Delta Police first in BC to use new mental health apprehension tool

DELTA Police on Tuesday became the first police agency in BC to use a new technology to help those experiencing mental health crises to more quickly get the help they need, while freeing up police time spent dealing with mental health apprehensions.

All front line patrol officers with Delta Police have just been trained on a new app available on their smartphones called HealthIM.

The app helps turn officers’ observations, when dealing with a mental health call, into clinical language that medical staff can then more readily interpret.

While still at the initial call, an officer will take about five minutes to input the pertinent data. The app then securely forwards a report to Surrey Memorial Hospital, which is the hospital to which Delta patients attend when dealing with a mental health crisis.

“When our officers arrive at the hospital with the patient, staff there will already know who is coming in, and what observations were made that contributed to the officer making the decision to apprehend,” says Sgt. James Sandberg, who heads up the Mental Health Unit at Delta Police. “We think this will be a really valuable tool in helping improve mental health outcomes in Delta.”

Previously, officers averaged 120-130 minutes wait time per mental health apprehension. Sgt. Sandberg notes that other police departments using the app have seen significant decreases in wait times, and he believes Delta could see the average wait time cut in half.

He notes that while police may apprehend someone under the Mental Health Act, a physician ultimately determines whether or not someone should be admitted to hospital for care, or released back into the community.

“Our community partners, like the Delta Police, play a critical role in helping us provide quality, timely care to our patients”, said Dr. Craig Murray, Head of Emergency Medicine at Surrey Memorial Hospital. “This new technology means we can make sure we have the right resources in place, so when these vulnerable patients arrive we are ready to provide them with the care and support they need.”

In addition to reducing hospital wait times, and improving communication with staff at the hospital, use of the app is expected to help increase the speed of follow-up care. Previously, when an individual was apprehended, the officer would write a report detailing the interaction to the Delta Police Mental Health Unit. When the DPD Mental Health officers returned to work, they would review the report and person’s history, often making referrals to appropriate community agencies.

HealthIM automates this process, so those that need help can receive it in a more timely fashion. This should also free up time for the Mental Health Unit officers.

Approximately 15% of all Delta Police calls for service involve a mental health component. Sgt. Sandberg believes the process of going through the app’s clinical assessment function, will also serve to provide ongoing education to patrol officers regarding when people should be apprehended. This should result in more consistency throughout the department when dealing with mental health apprehensions.

Backgrounder – HealthIM app

What is HealthIM?

HealthIM is a digitized system used to support response to individuals with unmanaged mental health challenges in acute crisis. The system is comprised of a pre-response briefing, a mental health risk screener, tools to facilitate inter-agency communication and access to reporting and analytics. Communities which have implemented HealthIM have consistently been able to better manage risk, improve care for citizens in distress and more efficiently utilize resources.

How does it work?

Police officers may be called to respond to an individual in an acute state of crisis (often those with unmanaged mental health challenges and/or substance use issues). While a hospital may the most appropriate place for someone in this crisis, police have an obligation to respond to individuals in crisis and must initially evaluate the risk of an individual harming themselves, or potentially harming others.

After establishing contact with the person in crisis and when it is safe to do so, the responding officer will complete a short risk assessment based on the evidence-driven interRAI™ Brief Mental Health Screener (BMHS).

Assessment functionality

The assessment tool was specifically designed for use in law enforcement environments by an otherwise untrained police officer. The tool utilizes objective observations of behaviour. Officers are not asked, for example, to “guess if this person has schizophrenia” or “determine how depressed this person is.”

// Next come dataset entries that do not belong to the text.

PR #803, opened 2021-03-30
Update offset module

tomvanmele:


src/compas/datastructures/mesh/offset.py
```diff
@@ -85,4 +130,4 @@ def mesh_thicken(mesh, thickness=1.0):
 if __name__ == '__main__':
 
     import doctest
-    doctest.testmod(globs=globals())
+    doctest.testmod()
```
gonzalocasas, line 133: I think we can get rid of this whole `if __name__ ...` thing, right?

gonzalocasas (approved):
LGTM!

src/compas/datastructures/mesh/offset.py
tomvanmele: am testing it now to see if sphinx doctesting still works (and fixing the doctests while at it). will send separate PR for that...

PR #254, opened 2018-09-15
NMR Workflows

shyamd:
## Summary
Add an NMR Workflow

* Incorporate MPNMRSet into a WriteVasp firetask
* Build NMRFW that can run a shielding or EFG calculation
* Simple generic NMR workflow that begins with structure opt and incorporates both calculations


computron:
As far as I can tell, there are no tests?

Also I am starting to wish I was less lenient about what goes in fireworks/core.py in the past. Perhaps we can be a bit more organized for the future. Can you move the FW to fireworks/nmr.py?

computron:
@shyamd any plans to add tests soon?

Otherwise I would suggest to close the PR and re-open when ready

shyamd:
Yes, I will try and get to this weekend.

computron:
I made some really minor cleanups

The tests are still weak sauce though ...

Any reason to not do the virtual VASP run and step through the workflow like the other tests?

shyamd:
Added a virtual VASP run test. Most of the real functionality is in pymatgen, but for now, this test ensures everything is working the way the workflow and possibly builders expect it to.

If the officer determines the person requires urgent assessment, a short clinical summary is automatically generated and transmitted to local emergency departments or acute care sites. Officers also have the ability to offer a connection to a community mental health resource. Healthcare practitioners receive the clinical summary and are able to better prepare for the arrival of the person in crisis.

Privacy considerations

Data is collected by police to assist police in evaluating their obligation to apprehend an individual at imminent risk of harm.

Given the urgency of the situation, police are electing to share this information, in one direction, to their healthcare partners to generate treatment momentum and to concisely communicate what was observed on scene.

The system complies with federal and provincial privacy legislation and employs military-grade cryptography to maintain data security and privacy. Transmission to receiving site(s) is completed via 4096-bit RSA encryption and TLS protected connections. Decryption is only possible at designated receiving terminals. All data is secured within Tier III Canadian data centres maintained by 100% Canadian-owned corporations.